## Task objective
The whole of the data must be transcribed exactly.

## Input material
PR #2451, opened 2019-07-03
Add/remove PodDisruptionBudget on creation vs. deletion of control plane deployments

dhiller:

During deployment of `virt-api` and `virt-controller` create [PodDisruptionBudgets with minAvailable of 1](https://kubernetes.io/docs/concepts/workloads/pods/disruptions/#how-disruption-budgets-work) to ensure that at least one pod for the control plane components is always available.

Fixes #

**Release note**:

```release-note
Protect control plane components against voluntary evictions with a PodDisruptionBudget of MinAvailable=1
```


pkg/virt-operator/creation/components/deployments.go
```diff
@@ -531,3 +533,20 @@ func criticalAddonsToleration() ([]byte, error) {
...
+	minAvailable := intstr.FromInt(int(1))
+	podDisruptionBudget := &v1beta1.PodDisruptionBudget{
+		ObjectMeta: metav1.ObjectMeta{
+			Namespace: deployment.Namespace,
+			Name:      pdbNameForDeployment,
+			Labels:    deployment.Labels,
+		},
+		Spec: v1beta1.PodDisruptionBudgetSpec{
+			MinAvailable: &minAvailable,
+			Selector:     deployment.Spec.Selector,
```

## Worked solution
PR #2451, opened 2019-07-03
Add/remove PodDisruptionBudget on creation vs. deletion of control plane deployments

dhiller:

During deployment of `virt-api` and `virt-controller` create [PodDisruptionBudgets with minAvailable of 1](https://kubernetes.io/docs/concepts/workloads/pods/disruptions/#how-disruption-budgets-work) to ensure that at least one pod for the control plane components is always available.

Fixes #

**Release note**:

```release-note
Protect control plane components against voluntary evictions with a PodDisruptionBudget of MinAvailable=1
```


pkg/virt-operator/creation/components/deployments.go
```diff
@@ -531,3 +533,20 @@ func criticalAddonsToleration() ([]byte, error) {
...
+	minAvailable := intstr.FromInt(int(1))
+	podDisruptionBudget := &v1beta1.PodDisruptionBudget{
+		ObjectMeta: metav1.ObjectMeta{
+			Namespace: deployment.Namespace,
+			Name:      pdbNameForDeployment,
+			Labels:    deployment.Labels,
+		},
+		Spec: v1beta1.PodDisruptionBudgetSpec{
+			MinAvailable: &minAvailable,
+			Selector:     deployment.Spec.Selector,
```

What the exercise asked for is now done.